** Saved entries **
PR #11923, opened 2026-07-01
fix: opening /ai-assistant opens 2 new conversations instead of one

YounixM:
## Pull Request

---

Navigating to `/ai-assistant` was creating **two** blank conversations instead of one. Users saw an extra throwaway thread in the sidebar — briefly during load, or persistently after startup route churn.

The page effect treated any bare or unknown `conversationId` as “start fresh” and always called `startNewConversation()`. That was wrong when:

1. **Startup route churn** — the page remounts at `/ai-assistant` while an active conversation already exists in the store.
2. **Persisted rehydration** — `onRehydrateStorage` primes the active thread as a hydrating placeholder before `fetchThreads` resolves; the page minted a second blank thread alongside it.
3. **Stale URL params** — e.g. `/ai-assistant/new` with an active conversation already set.

The fix prefers **resuming the active conversation** (including hydrating placeholders) and only calls `startNewConversation()` when there is genuinely nothing to resume. URL sync behavior is unchanged for valid conversation IDs.

N/A — behavior fix; covered by unit tests. Manual check: open `/ai-assistant` and confirm exactly one thread appears in the sidebar (no flash of a second blank thread during load).

---

### ✅ Change Type
_Select all that apply_

- [ ] ✨ Feature
- [x] 🐛 Bug fix
- [ ] ♻️ Refactor
- [ ] 🛠️ Infra / Tooling
- [ ] 🧪 Test-only

---

#### Root Cause
`AIAssistantPage` resolved the URL param with a binary check: known `conversationId` → activate; otherwise → `startNewConversation()`. It ignored `activeConversationId` and rehydrating placeholders, so remounts and load-time hydration each spawned an extra blank conversation.

#### Fix Strategy
When the URL has no usable conversation id, read `activeConversationId` from the store (via a ref to avoid effect re-fires on store mutation). If that id exists in `conversations`, resume it and `history.replace` to the canonical URL. Only mint a new conversation when there is no active conversation to resume.

---

- Tests added/updated:
  - `frontend/src/pages/AIAssistantPage/__tests__/AIAssistantPage.test.tsx` (new)
    - Opens exactly one conversation at `/ai-assistant`
    - Does not stack a second conversation on page remount (route churn)
    - Activates an existing conversation from the URL without creating a new one
    - Resumes active conversation on `/ai-assistant/new` instead of minting
    - Resumes persisted hydrating conversation during load instead of creating a duplicate
- Manual verification:
  - Navigate to `/ai-assistant` and confirm a single thread in the sidebar
  - Reload / remount and confirm no duplicate blank threads
- Edge cases covered:
  - Bare URL, stale `new` param, rehydrating placeholder, valid URL param

---

- Blast radius: `AIAssistantPage` URL ↔ store sync only; drawer/modal/panel flows unchanged.
- Potential regressions: First visit with an empty store should still create exactly one new conversation; explicit “New chat” via sidebar should still mint a new thread (handled by `handleNewConversation`, not this effect).
- Rollback plan: Revert the commit; no migrations or API changes.

---

| Field | Value |
|------|-------|
| Change Type | Bug Fix |
| Description | Fixed AI Assistant opening two blank conversations when navigating to `/ai-assistant`. |

---

### 📋 Checklist
- [ ] Manually tested

---

## 👀 Notes for Reviewers

- The effect intentionally depends only on `conversationId`; refs hold latest `conversations` and `activeConversationId` to avoid re-firing when the store mutates mid-effect.
- “New chat” from the conversations list still goes through `handleNewConversation` → `startNewConversation()`; this change only affects automatic resolution when the URL has no valid id.


frontend/src/pages/AIAssistantPage/AIAssistantPage.tsx
H4ad, line 23: We should avoid useLocation when possible, this re-renders for even the tiny changes in the URL.

H4ad (approved):

makeavish (approved):

PR #11925, opened 2026-07-01
fix: context not being passed when user click suggestions in empty state

YounixM:
## Pull Request

---

When users open Noz from an embedded surface (panel/modal) on a page such as a dashboard and click an empty-state suggestion chip, the message was sent **without** the auto-derived page context (dashboard ID, service, explorer, etc.). Manually typing the same prompt via `ChatInput` correctly attached that context.

This happened because `onSendSuggestedPrompt` called `handleSend(text)` with only the chip text, while the typed-send path passes `autoContexts` as the third argument.

The fix forwards the same `autoContexts` array used by `ChatInput` when a chip is clicked. On the standalone AI Assistant page (`variant === 'page'`), contexts remain `undefined` since there is no underlying page to attach.

https://github.com/user-attachments/assets/6948e18d-279d-4e9a-904b-1001c5fb0d17

---

### ✅ Change Type
_Select all that apply_

- [ ] ✨ Feature
- [x] 🐛 Bug fix
- [ ] ♻️ Refactor
- [ ] 🛠️ Infra / Tooling
- [ ] 🧪 Test-only

---

#### Root Cause
`ConversationView` wires empty-state chips through `VirtualizedMessages` → `onSendSuggestedPrompt`, which invoked `handleSend(text)` without the optional `contexts` parameter. `ChatInput` already passed `autoContexts` on typed sends, so the two send paths were inconsistent.

#### Fix Strategy
Update `onSendSuggestedPrompt` to call `handleSend(text, undefined, autoContexts.length > 0 ? autoContexts : undefined)`, matching the typed-send contract and respecting dismissed auto-context entries (filtered via `autoContexts`).

---

- Tests added/updated:
  - `frontend/src/container/AIAssistant/ConversationView/__tests__/ConversationView.test.tsx`
    - Embedded (`panel`) variant: chip click forwards page `autoContexts` to `sendMessage`
    - Standalone (`page`) variant: chip click sends `undefined` contexts
- Manual verification:
  - Open Noz panel on a dashboard → click an empty-state suggestion → confirm request includes dashboard context
  - Open standalone `/ai-assistant` page → click suggestion → confirm no page context is attached
- Edge cases covered:
  - Standalone page variant (no auto-context)
  - User-dismissed auto-contexts (uses filtered `autoContexts`, not raw `allAutoContexts`)

---

- Blast radius: AI Assistant empty-state chip sends only (`ConversationView`)
- Potential regressions: Unlikely — change only adds context to a path that previously omitted it; typed sends and non-chip flows are unchanged
- Rollback plan: Revert commit; chip sends return to context-less behavior

---

| Field | Value |
|------|-------|
| Change Type | Bug Fix |
| Description | Fixed Noz empty-state suggestion chips not including page context when opened from dashboards and other embedded views |

---

### 📋 Checklist
- [ ] Manually tested

---

## 👀 Notes for Reviewers

- The fix is intentionally scoped to the chip send path; `ChatInput` already handled typed sends correctly.
- `autoContexts` respects user dismissals and URL changes — same semantics as manual input.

** Work instructions **
Copy out every line of the entries where the string "handled" shows up.

** Response to the task **
- Potential regressions: First visit with an empty store should still create exactly one new conversation; explicit “New chat” via sidebar should still mint a new thread (handled by `handleNewConversation`, not this effect).
- The fix is intentionally scoped to the chip send path; `ChatInput` already handled typed sends correctly.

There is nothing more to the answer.